Delhi’s smog season is not just a “bad-air week.” It’s a predictable early-winter pattern driven by a mix of emissions (traffic, industry, household sources), seasonal smoke events, and weather conditions that trap pollutants close to the ground. Between October and February, Delhi frequently sees “poor” to “severe” air quality on the AQI scale, with winter meteorology (low winds and temperature inversions) making dispersion difficult.
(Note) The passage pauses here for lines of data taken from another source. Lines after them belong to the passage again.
Issue #356, opened 2015-04-09
Token ring awareness API


dankinder:
Some CQL drivers are token aware and make the token ring available, for example so that we could ask it "what endpoints have this partition/token?" (like nodetool getendpoints).

Examples:
- Python: http://datastax.github.io/python-driver/api/cassandra/metadata.html#tokens-and-ring-topology
- Java: http://www.datastax.com/drivers/java/2.1/com/datastax/driver/core/Metadata.html

My particular use case: Go and Cassandra go together great with the help for gocql, and I would like to use gocql to do some batch-like processing over cassandra data. Spark et al are great for these but don't provide Go interfaces. Moreover my usecase actually doesn't take much advantage of the Spark/MapReduce paradigm, I really only want the data gravity aspect of it (moving compute close to data).

What would work well for me is to be able to run services (written in go) out on the cassandra nodes that have the capability of taking a given token and asking gocql "which hosts own this token"?, so that I can read locally for that token if this node has it and ignore that token if it doesn't. Then I can use my own orchestration mechanism to run these services on all Cassandra nodes and greatly cut down on on network congestion and latency.

A simple call like "which hosts/IPs own token X" or "does host Y own token X" would do the trick here and make is easy for gocql users to move computation close to their data.

0x6e6562:
It feels like this can follow on from #348 once it lands. We can start thinking about what the API would look like by sketching it out a bit.

Zariel:
I think it makes sense to have `Session` own the TokenRing privately and have methods like, GetHostForToken(), GetTokensForHost(). This way we have a single place which can update and handling incoming changes (im starting to think about how to nicely handle control connections with events which will tie into this).

justinretailnext:
As a TODO the TokenRing should be expanded to be replication strategy aware, something I was going to do as a follow on. This would answer the question of which hosts replicate a particular token.

I'm curious as to the use case for asking the tokens for a host though (GetTokensForHost()).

Within this broader window, stubble burning (crop-residue fires) can add short, intense spikes—often for ~2–3 weeks from the last week of October into mid-November—sometimes compounded by festival-related smoke. But it’s important to be accurate: stubble burning is not the only driver of Delhi’s air crisis. Recent analyses show that even when fire counts drop, average pollution can remain “very poor” because local and regional year-round sources continue to dominate.
This guide explains what’s happening, how to recognize typical pollution allergy symptoms, what to do on high-risk days, when to seek medical advice, and how AllerAid can help you track patterns so you stop guessing.
Why Delhi smog feels worse in Oct–Feb (and why it lingers)
Two things combine:
- High particulate pollution (PM2.5) becomes the main driver of AQI during early winter in Delhi-NCR.
- Winter meteorology traps pollution (low winds + inversions), so the same emissions lead to higher concentrations and longer “hang time.”
What this means for you: even “normal” daily exposures (commute, outdoor time, cooking smoke, construction dust) can trigger symptoms more easily during these months.
Where stubble burning fits in (without oversimplifying)
During late October to mid-November, smoke from agricultural fires upwind can contribute meaningfully to Delhi’s pollution, especially on peak burning days. One modelling study estimated a maximum daily mean contribution of ~30–35% from stubble-burning fires to Delhi air pollution in Oct–Nov 2021.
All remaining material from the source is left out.